Miércoles, 7 de febrero de 2007


Por Luis Alonso Girgado
   

Hay, sin duda, amistades peligrosas. La de García Márquez lo fue —literariamente— para Álvaro Cepeda Samudio (n. en Barranquilla, 1926) que compartió con Gabo cabeceras de prensa y trabajos cinematográficos además de afectos, aventuras y lecturas en el serio del llamado «grupo de Barranquilla» en el que también estaban Alfonso y J. Félix Fuenmayor, Germán Vargas, Quique Scopell y Bernardo Restrepo. Lo peligroso de la amistad fue la marginación, la relegación que sufrió la obra narrativa de Cepeda Samudio y que sufrieron tantos otros cercanos a un río tan violento y caudaloso, a un peso tan insoportable como el de la obra de García Márquez. Cepeda, que con los breves y contados relatos de Todos estábamos a la espera (1954) programó toda una renovación del relato colombiano y que en palabras de J. Gilard era dueño «de un virtuosismo único en la literatura colombiana» (pág. 34); arma con la que reaccionó contra la cuentística telúrica y nacionalista de los años cincuenta y sesenta dominante en la violenta Colombia del bogotazo de 1948 y años posteriores.

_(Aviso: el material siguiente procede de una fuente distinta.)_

PR #758, opened 2026-02-03
refactor!: make MotorPolicy take ActionSampler 

jeremyshoemaker:
Currently, we use the `*_class`, `*_args` pattern in the BasePolicy to create the ActionSampler in the constructor. This changes BasePolicy to take an instance of ActionSampler, and updates the configurations to have Hydra instantiate the ActionSampler for us and inject it into the constructor arguments for the policy.

The vast majority of this PR is just updating the existing tests and snapshots. That's in a separate commit to allow easier review of the actual changes.

### DIFF
--- a/src/tbp/monty/frameworks/models/salience/return_inhibitor.py
+++ b/src/tbp/monty/frameworks/models/salience/return_inhibitor.py
@@ -8,8 +8,6 @@
 # https://opensource.org/licenses/MIT.
 from __future__ import annotations
 
-from typing import Any
-
 import numpy as np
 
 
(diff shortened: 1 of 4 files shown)


jeremyshoemaker:
Actually, the split isn't as clean as I thought it was across those two commits. The second one contains all the changes to the configs that aren't in the first one. The first one was very focused on the code changes, and I forgot to include **all** the config changes there.

jeremyshoemaker:
I'm also running the benchmarks to confirm nothing changed unexpectedly.

jeremyshoemaker:
> I'm also running the benchmarks to confirm nothing changed unexpectedly.

No changes to benchmark results.

tests/unit/frameworks/models/motor_system/motor_system_config_test.py
tristanls-tbp, line 1: **issue**: Do we need to commit these? To me, it feels these tests served their purpose. I don't think we need to commit code that tracks that, at some point in the past, we were using `_class` + `_args` pattern.

tristanls-tbp (commented):
🙌 .

I do wonder though if we need to commit the test...

tests/unit/frameworks/models/motor_system/motor_system_config_test.py
jeremyshoemaker: I was wondering that too. I expect to need to update these when I move up the tree, so they might have some purpose still, but ultimately, we'd just be testing that Hydra works in the end. At that point, it makes sense to remove them.

PR #1195, opened 2026-09-13
perf: limit BLAS/torch threads in parallel episode workers

foxalike-dev:
`run_episodes_parallel` spawns `num_parallel` worker processes, but nothing limits the BLAS/torch thread pools inside them: every worker starts a pool sized to the whole machine, so N workers oversubscribe it N times.

This PR caps each worker at one intra-op thread. The BLAS thread variables (OMP/MKL/OPENBLAS/VECLIB/NUMEXPR) are exported before the pool is spawned so the workers inherit them (values the user already set are left alone), and the pool initializer calls `torch.set_num_threads`. `MONTY_THREADS_PER_PROCESS` overrides the default of 1.

Measured on `base_config_10distinctobj_dist_agent` (140 episodes, pretrained YCB models, 10-core Apple M5):
- `num_parallel=8`: wall time 142 s -> 127 s, mean per-episode time 0.74 s -> 0.66 s, load-average peak 19 -> 12
- `num_parallel=4`: 120 s -> 119 s, per-episode time unchanged (fewer workers than cores, so little oversubscription)
- all four runs give identical per-episode results (performance, steps, MLH rotation)

The gain grows with the compute per episode: in my own longer-episode multi-LM configs a single process is ~17% faster with one thread than with the default pool. One thing I noticed while profiling, not touched here: on this benchmark most of the wall time is the parent's setup plus the per-episode process turnover (`maxtasksperchild=1` re-imports the framework and reloads the pretrained models for every episode); the episodes themselves are roughly a tenth of it.

Relates to the future-work item "Profile and Speed up Monty". Four unit tests added in `tests/unit/frameworks/run_parallel_test.py`; ruff check/format clean.


tristanls-tbp:
Thank you, @foxalike-dev.

FYI, @jeremyshoemaker @scottcanoe, I assigned this to myself for review, but let me know if you want to look into it instead.

tristanls-tbp (commented):
Thank you @foxalike-dev for spotting and implementing this performance improvement.

I think we can reduce what's necessary to implement your idea.

1. Keep `_export_thread_limits` as is.

2. Instead of an environment variable `MONTY_THREADS_PER_PROCESS`, create a configuration variable that is a sibling to `num_parallel` (see `src/tbp/monty/conf/experiment.yaml`). Suggest calling it `threads_per_process`. Then use that config variable as input to `_export_thread_limits` like so:

```python
_export_thread_limits(num_threads)
with ctx.Pool(# ... nothing needs to change here
```

So, one method, one line before `with ctx.Pool(...)` should cover it. No need for initializer, as the environment variables should fulfill that function.

**suggestion**: `_export_thread_limits` -> `_export_thread_limits_env`.

foxalike-dev:
Thanks for the review. Implemented as suggested:

- `_export_thread_limits` kept, renamed to `_export_thread_limits_env`.
- `MONTY_THREADS_PER_PROCESS` replaced by a `threads_per_process` config variable next to `num_parallel` in `conf/experiment.yaml`, passed into `run_episodes_parallel` and used in the one line before the pool is created.
- Pool initializer and `torch.set_num_threads` dropped. I checked that the exported variables cover torch as well: in a spawned worker `torch.get_num_threads()` is 1 once the parent has exported `OMP_NUM_THREADS=1`.

The branch is now +54 lines instead of +87, with two unit tests instead of four, and is rebased onto main (a17e7261). Re-ran `base_config_10distinctobj_dist_agent` at `num_parallel=8`: 140/140 correct, mean matching steps 28.5, mean rotation error 6.68 degrees, same as before the change.

PR #1202, opened 2026-09-17
refactor: clip coherence to [0, 1]

scottcanoe:
**Breaking Changes: None**

Hypothesis found a failing test for [`StructuredTensorTest.test_coherence_in_unit_interval`](https://github.com/thousandbrainsproject/tbp.monty/blob/f55675b3fdd09bae35589d9efba143871b6701c4/tests/unit/frameworks/utils/edge_detection_test.py#L333). That test looks like this:
```python
    @given(t=structure_tensors())
    @example(t=StructureTensor(xx=4.0, yy=0.0, xy=0.0))
    def test_coherence_in_unit_interval(self, t):
        assert 0.0 <= t.coherence <= 1.0
```

In the failing example, `t.coherence` was `1.0000000000000002`. Briefly, `np.linalg.eigh` returned a very small but negative eigenvalue (`-1.0658141036401503e-14`) which caused the coherence calculation `(lambda_max - lambda_min) / (lambda_max + lambda_min)` to go slightly over `1.0`. [Here's the full coherence calculation code](https://github.com/thousandbrainsproject/tbp.monty/blob/f55675b3fdd09bae35589d9efba143871b6701c4/src/tbp/monty/frameworks/utils/edge_detection.py#L124), with my edit:
```python
    @property
    def coherence(self) -> float:
        """Edge quality in [0, 1]: 1 means perfectly oriented, 0 means isotropic."""
        lambda_min, lambda_max = self.eigenvalues
        lambda_diff = lambda_max - lambda_min
        if lambda_diff < DEFAULT_TOLERANCE:
            return 0.0
        return np.clip(lambda_diff / (lambda_max + lambda_min), 0.0, 1.0)  # <-- We don't currently clip.
```

There isn't a real issue here. The eigenmatrix was basically singular, so we just got a bit of floating point runoff in the wrong (i.e., <0) direction. Therefore, I think it's probably fine to just clip the coherence to [0, 1], which is the range the docstring says to expect.

This is my first time looking at this code though. I'm assigning @hlee9212 and @jeremyshoemaker since I believe they're the experts here.


hlee9212 (approved):
Thanks for catching this, Scott. Yes, `1.0000000000000002` looks like just one floating-point step above. I didn't think about clipping because structure tensors are supposed to be positive semi-definite matrices (i.e. eigenvalues >= 0), but alas, floating point rounding....

jeremyshoemaker (approved):
Seems reasonable to me.

PR #1203, opened 2026-09-18
chore: let docs cleanup succeed when a preview branch is already absent

brothman-tbp:
The cleanup_docs_preview job was failing when it tried to delete a version that didn’t exist (https://github.com/thousandbrainsproject/tbp.monty/actions/runs/35155958458/job/104995307521). There’s nothing to clean up in that case, so the job should finish successfully.

This PR makes three small changes:

- `req.py`: Return normally when a DELETE request gets a 404. This applies to all callers of the shared deletion helper (currently, that's `delete_version`, `delete_category` and `delete_doc` in `readme.py`).
- `readme.py`: Update the `delete_version` log message to explain it either successfully deleted the version or the version was already absent.
- `req_test.py`: Add a test confirming that a DELETE returning 404 completes without raising an exception.

Other HTTP errors still raise `ReadMeRequestError` in `req.delete`, so other failures remain visible.


tools/github_readme_sync/readme.py
```diff
@@ -676,7 +676,10 @@ def replace_image(match):
 
     def delete_version(self):
         delete(f"{API_PREFIX}/branches/{self.version}")
-        logger.info(f"{GREEN}Successfully deleted version {self.version}{RESET}")
+        logger.info(
+            f"{GREEN}Successfully deleted version {self.version} "
+            f"or confirmed it was already absent{RESET}"
```
tristanls-tbp, line 681: **suggestion (non-blocking)**:

```suggestion
            f"{GREEN}Successfully deleted version {self.version} or not found"
```

tristanls-tbp (approved):
Thank you, looks good 👍.

PR #1205, opened 2026-09-18
chore: create MuJoCo versions of ycb_unsupervised experiments

jeremyshoemaker:
This creates MuJoCo versions of the experiments present in `ycb_unsupervised.csv`. This work uncovered the bug fixed in #1174. After updating this branch to include that one, we no longer get the error.

Diff against Habitat versions:

```diff
=== diff: surf_agent_unsupervised_10distinctobj_noise.yaml <-> surf_agent_unsupervised_10distinctobj_noise_mujoco.yaml ===
-   - /environment: habitat_ycb_surf_agent
+   - /environment: mujoco_ycb_surf_agent
-       run_name: surf_agent_unsupervised_10distinctobj_noise
+       run_name: surf_agent_unsupervised_10distinctobj_noise_mujoco

=== diff: surf_agent_unsupervised_10simobj.yaml <-> surf_agent_unsupervised_10simobj_mujoco.yaml ===
-   - /environment: habitat_ycb_surf_agent
+   - /environment: mujoco_ycb_surf_agent
-       run_name: surf_agent_unsupervised_10simobj
+       run_name: surf_agent_unsupervised_10simobj_mujoco

=== diff: surf_agent_unsupervised_10distinctobj.yaml <-> surf_agent_unsupervised_10distinctobj_mujoco.yaml ===
-   - /environment: habitat_ycb_surf_agent
+   - /environment: mujoco_ycb_surf_agent
-       run_name: surf_agent_unsupervised_10distinctobj
+       run_name: surf_agent_unsupervised_10distinctobj_mujoco
```


src/tbp/monty/conf/experiment/surf_agent_unsupervised_10distinctobj_mujoco.yaml
```diff
@@ -0,0 +1,26 @@
...
+  config:
+    show_sensor_output: false
+    n_train_epochs: 10
+    n_eval_epochs: ${constants.rotations_all_count}
+    model_name_or_path: ""
+    seed: 42
+    supervised_lm_ids: []
+    python_log_level: DEBUG
+    logging:
+      run_name: surf_agent_unsupervised_10distinctobj_mujoco
```
tristanls-tbp, line 26: **question**: Did you want to not include `_mujoco` in these?

tristanls-tbp (commented):
Looks good, except I think you want run names to omit `_mujoco` suffix. Please confirm.

jeremyshoemaker:
> Looks good, except I think you want run names to omit `_mujoco` suffix. Please confirm.

My approach has evolved as I've gone along. I was initially adding the suffix to experiments so that the output would be in different directories. Then when I got to the training experiments, I realized if I added the suffix there, then I'd have to go back and change all the inference experiments to update the model paths. 

It seemed easier to have the training experiments use the same paths, without the suffix, than to go back and change the rest only to change them again later when we move the MuJoCo versions in place of the Habitat versions. My plan is that when we remove the Habitat ones, all of the MuJoCo ones will have the suffix removed, and from a Git history perspective it will look like the MuJoCo ones are just updates of the Habitat versions.

So, currently the approach is:
- Inference experiment run names get the `_mujoco` suffix.
- Training experiment run names do not.

jeremyshoemaker:
Another benefit of this approach is that with the training experiments not having the suffix, we can run the MuJoCo inference experiments against Habitat models or MuJoCo models by just adjusting the MONTY_MODELS variable.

La nueva reedición, medio siglo después, de los ocho relatos que integran Todos estábamos a la espera (Cooperación Editorial, 2005), con introducción, notas y complementos didácticos de Jacques Gilard, sirve para el reencuentro con un Cepeda Samudio que ya desde su adolescencia como estudiante en el Colegio Americano de Barranquilla y entre 1949 y 1950 con su estancia en las universidades de Michigan y Columbia, asimiló la técnica del relato de los grandes maestros Faulkner, Hemingway, Steinbeck, J. Dos Passos, E. Caldwel, Norman Mailer y T Capote, radicalmente ajenos al criollismo de la narrativa colombiana de la época. Y sirve también para reparar un injusto desconocimiento y poner el acento en el añadido valor histórico que Todos estábamos a la espera posee en el contexto de las letras colombianas, contexto que este libro rompió y renovó con voluntad experimental, abierta y universalista. La publicación de su novela La casa grande (1962) y, ya en 1972, año de su prematura muerte, de Los cuentos de Juana cierra el breve periplo narrativo que tuvo un capítulo de iniciación en cabeceras de prensa colombiana como Mito, Crónica, El Colombiano, El Nacional, Estampa o Diario del Caribe donde Cepeda Samudio publicó relatos, alguna traducción, capítulos de novela y otros escritos literarios.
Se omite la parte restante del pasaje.